• _Work required_
First find the line with "Issue #1770, opened 2024-10-20" in the entries below, then set down exactly every line through the line with "The examples in [section", that line included.

-------

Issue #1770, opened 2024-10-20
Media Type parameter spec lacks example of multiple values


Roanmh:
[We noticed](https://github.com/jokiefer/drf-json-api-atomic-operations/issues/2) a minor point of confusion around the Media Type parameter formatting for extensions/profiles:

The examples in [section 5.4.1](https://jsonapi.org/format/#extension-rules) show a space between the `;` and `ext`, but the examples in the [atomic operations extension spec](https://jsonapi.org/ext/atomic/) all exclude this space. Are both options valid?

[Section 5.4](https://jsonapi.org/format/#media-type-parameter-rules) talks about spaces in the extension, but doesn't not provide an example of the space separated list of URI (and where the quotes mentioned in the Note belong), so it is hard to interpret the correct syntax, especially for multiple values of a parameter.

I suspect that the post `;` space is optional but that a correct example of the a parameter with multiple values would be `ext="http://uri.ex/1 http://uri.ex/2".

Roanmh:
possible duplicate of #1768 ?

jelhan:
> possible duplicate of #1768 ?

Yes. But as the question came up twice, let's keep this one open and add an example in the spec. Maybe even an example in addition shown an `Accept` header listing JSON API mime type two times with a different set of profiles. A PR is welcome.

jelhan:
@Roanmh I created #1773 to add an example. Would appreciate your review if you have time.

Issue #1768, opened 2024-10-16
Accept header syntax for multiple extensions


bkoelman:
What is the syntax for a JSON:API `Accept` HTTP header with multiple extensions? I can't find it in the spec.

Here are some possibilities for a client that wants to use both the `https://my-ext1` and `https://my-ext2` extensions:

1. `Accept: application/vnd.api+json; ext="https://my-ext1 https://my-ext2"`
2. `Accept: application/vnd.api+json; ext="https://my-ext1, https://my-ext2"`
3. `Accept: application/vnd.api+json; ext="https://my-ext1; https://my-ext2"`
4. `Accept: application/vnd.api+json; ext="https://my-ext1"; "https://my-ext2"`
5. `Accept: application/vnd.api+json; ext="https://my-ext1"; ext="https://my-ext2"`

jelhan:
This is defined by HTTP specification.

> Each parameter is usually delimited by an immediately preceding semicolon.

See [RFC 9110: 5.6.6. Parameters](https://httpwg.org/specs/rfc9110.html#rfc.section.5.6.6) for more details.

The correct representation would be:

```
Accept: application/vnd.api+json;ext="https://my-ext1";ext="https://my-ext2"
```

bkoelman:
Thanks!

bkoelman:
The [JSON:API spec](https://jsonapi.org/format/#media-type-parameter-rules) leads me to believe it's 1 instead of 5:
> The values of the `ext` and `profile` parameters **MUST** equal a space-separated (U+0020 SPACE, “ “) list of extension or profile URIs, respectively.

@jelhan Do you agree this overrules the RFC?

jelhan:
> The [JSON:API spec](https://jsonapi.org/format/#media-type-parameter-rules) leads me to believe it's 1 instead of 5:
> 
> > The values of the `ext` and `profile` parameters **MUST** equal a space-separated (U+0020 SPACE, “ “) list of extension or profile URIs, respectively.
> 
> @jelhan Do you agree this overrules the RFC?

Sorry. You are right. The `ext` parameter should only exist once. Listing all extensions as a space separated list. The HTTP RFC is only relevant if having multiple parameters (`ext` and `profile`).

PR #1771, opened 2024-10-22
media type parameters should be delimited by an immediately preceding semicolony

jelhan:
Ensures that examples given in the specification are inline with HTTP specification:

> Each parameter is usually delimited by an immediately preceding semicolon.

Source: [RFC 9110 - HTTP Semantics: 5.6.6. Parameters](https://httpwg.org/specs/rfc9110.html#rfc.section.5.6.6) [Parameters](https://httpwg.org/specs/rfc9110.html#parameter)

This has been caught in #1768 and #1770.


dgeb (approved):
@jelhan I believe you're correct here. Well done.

-------

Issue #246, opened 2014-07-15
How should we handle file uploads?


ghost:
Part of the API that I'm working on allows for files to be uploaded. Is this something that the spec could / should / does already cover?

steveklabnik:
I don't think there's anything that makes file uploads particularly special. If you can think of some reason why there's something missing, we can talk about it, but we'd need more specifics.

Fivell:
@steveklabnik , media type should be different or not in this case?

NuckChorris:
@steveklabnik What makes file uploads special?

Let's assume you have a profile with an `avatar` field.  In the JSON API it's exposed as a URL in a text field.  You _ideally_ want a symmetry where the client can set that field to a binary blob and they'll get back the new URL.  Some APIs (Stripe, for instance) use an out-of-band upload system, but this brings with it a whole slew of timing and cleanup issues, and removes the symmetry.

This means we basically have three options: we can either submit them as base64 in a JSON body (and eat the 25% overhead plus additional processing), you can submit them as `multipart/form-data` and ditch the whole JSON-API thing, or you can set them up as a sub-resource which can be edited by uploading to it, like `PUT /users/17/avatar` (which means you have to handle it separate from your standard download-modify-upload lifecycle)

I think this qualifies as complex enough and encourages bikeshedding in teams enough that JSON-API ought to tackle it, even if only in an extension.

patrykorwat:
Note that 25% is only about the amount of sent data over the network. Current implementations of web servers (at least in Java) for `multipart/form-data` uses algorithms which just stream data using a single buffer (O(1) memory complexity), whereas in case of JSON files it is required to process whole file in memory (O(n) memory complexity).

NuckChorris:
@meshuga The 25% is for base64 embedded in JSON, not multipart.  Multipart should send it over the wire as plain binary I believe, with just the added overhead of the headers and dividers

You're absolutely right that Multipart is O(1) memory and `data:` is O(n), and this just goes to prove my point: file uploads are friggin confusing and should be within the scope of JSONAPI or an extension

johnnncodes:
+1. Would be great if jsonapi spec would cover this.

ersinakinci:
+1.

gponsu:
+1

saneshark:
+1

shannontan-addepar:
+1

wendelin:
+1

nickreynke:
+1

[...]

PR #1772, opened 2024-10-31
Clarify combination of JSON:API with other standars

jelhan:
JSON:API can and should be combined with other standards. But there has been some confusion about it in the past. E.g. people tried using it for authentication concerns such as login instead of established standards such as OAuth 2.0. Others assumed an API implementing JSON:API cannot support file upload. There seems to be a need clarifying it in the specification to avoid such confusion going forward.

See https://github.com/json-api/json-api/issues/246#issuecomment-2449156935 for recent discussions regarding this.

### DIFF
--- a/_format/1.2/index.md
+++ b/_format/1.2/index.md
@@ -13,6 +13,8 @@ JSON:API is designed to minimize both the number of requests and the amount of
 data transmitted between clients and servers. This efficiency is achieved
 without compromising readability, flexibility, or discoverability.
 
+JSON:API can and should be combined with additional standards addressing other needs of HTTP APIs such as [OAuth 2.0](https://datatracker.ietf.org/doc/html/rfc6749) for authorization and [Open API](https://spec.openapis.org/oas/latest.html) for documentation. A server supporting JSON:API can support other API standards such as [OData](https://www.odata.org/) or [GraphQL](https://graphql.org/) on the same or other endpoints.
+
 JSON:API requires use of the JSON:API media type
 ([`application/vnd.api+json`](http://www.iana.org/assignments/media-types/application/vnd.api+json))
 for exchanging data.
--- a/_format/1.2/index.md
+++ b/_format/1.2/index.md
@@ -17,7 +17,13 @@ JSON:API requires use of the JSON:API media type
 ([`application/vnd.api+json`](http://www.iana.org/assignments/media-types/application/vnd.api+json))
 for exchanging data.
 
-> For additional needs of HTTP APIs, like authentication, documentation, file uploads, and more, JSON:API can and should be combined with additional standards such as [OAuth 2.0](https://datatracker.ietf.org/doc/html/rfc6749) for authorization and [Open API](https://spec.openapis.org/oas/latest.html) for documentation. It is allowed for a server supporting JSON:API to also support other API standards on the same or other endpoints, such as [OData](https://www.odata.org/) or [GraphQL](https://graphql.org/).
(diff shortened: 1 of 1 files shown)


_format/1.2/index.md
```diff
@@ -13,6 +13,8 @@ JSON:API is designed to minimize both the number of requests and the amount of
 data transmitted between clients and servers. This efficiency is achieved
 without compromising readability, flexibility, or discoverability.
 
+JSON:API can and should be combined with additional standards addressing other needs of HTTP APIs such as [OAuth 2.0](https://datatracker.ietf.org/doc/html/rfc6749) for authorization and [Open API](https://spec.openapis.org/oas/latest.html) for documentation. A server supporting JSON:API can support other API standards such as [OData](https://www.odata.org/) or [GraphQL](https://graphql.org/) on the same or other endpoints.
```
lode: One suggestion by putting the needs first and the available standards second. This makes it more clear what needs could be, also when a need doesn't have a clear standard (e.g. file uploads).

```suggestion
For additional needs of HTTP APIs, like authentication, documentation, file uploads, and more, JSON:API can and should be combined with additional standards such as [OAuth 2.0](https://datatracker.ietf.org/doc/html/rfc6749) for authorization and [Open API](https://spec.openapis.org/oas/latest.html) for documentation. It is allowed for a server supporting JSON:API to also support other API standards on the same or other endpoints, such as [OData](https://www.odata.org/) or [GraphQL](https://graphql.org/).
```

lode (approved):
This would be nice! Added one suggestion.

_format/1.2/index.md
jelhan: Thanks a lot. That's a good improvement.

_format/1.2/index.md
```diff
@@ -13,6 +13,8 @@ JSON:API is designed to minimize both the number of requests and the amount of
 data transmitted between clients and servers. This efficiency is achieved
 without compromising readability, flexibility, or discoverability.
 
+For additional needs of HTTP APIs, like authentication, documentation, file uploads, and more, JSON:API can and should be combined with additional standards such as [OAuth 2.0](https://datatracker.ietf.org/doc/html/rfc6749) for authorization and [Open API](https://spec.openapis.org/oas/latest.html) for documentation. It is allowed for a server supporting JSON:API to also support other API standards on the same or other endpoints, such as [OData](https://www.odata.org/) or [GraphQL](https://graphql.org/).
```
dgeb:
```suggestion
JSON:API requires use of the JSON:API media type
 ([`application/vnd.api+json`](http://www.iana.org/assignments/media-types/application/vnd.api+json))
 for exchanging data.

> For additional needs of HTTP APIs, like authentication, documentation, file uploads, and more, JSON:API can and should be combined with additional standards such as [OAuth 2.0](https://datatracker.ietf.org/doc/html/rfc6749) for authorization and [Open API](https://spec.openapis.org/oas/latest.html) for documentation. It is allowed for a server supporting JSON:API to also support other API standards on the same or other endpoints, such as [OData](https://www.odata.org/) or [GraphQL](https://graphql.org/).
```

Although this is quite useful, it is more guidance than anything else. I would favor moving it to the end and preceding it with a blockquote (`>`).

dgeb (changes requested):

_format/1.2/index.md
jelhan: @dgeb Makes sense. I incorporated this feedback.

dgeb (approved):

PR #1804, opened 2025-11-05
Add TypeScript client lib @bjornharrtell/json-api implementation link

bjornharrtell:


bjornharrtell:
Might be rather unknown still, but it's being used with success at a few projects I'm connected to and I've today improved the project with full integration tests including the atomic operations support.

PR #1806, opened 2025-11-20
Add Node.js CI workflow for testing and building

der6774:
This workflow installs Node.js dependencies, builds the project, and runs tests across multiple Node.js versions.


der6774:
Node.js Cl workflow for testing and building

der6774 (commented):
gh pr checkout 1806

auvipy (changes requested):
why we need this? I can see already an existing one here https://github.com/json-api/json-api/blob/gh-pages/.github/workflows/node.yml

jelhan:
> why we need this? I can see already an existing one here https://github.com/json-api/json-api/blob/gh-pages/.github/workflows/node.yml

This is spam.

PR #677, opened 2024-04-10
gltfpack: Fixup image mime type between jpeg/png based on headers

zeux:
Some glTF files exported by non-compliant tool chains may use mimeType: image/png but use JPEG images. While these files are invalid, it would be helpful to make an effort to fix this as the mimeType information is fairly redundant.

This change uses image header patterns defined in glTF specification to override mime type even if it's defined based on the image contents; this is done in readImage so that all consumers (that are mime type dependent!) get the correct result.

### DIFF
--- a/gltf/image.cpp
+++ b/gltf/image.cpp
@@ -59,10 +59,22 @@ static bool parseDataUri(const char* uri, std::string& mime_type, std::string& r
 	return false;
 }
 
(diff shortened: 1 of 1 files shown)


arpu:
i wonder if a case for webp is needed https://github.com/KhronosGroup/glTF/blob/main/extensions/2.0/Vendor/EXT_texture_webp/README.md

-------

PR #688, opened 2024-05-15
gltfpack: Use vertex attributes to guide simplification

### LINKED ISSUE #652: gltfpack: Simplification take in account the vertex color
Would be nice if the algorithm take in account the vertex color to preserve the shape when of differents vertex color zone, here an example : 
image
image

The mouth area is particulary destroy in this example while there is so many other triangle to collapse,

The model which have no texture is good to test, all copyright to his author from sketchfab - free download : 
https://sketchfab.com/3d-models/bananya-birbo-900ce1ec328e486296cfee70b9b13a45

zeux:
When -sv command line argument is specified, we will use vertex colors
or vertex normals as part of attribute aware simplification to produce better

-------

• _Answer space_
Issue #1770, opened 2024-10-20
Media Type parameter spec lacks example of multiple values


Roanmh:
[We noticed](https://github.com/jokiefer/drf-json-api-atomic-operations/issues/2) a minor point of confusion around the Media Type parameter formatting for extensions/profiles:

The examples in [section 5.4.1](https://jsonapi.org/format/#extension-rules) show a space between the `;` and `ext`, but the examples in the [atomic operations extension spec](https://jsonapi.org/ext/atomic/) all exclude this space. Are both options valid?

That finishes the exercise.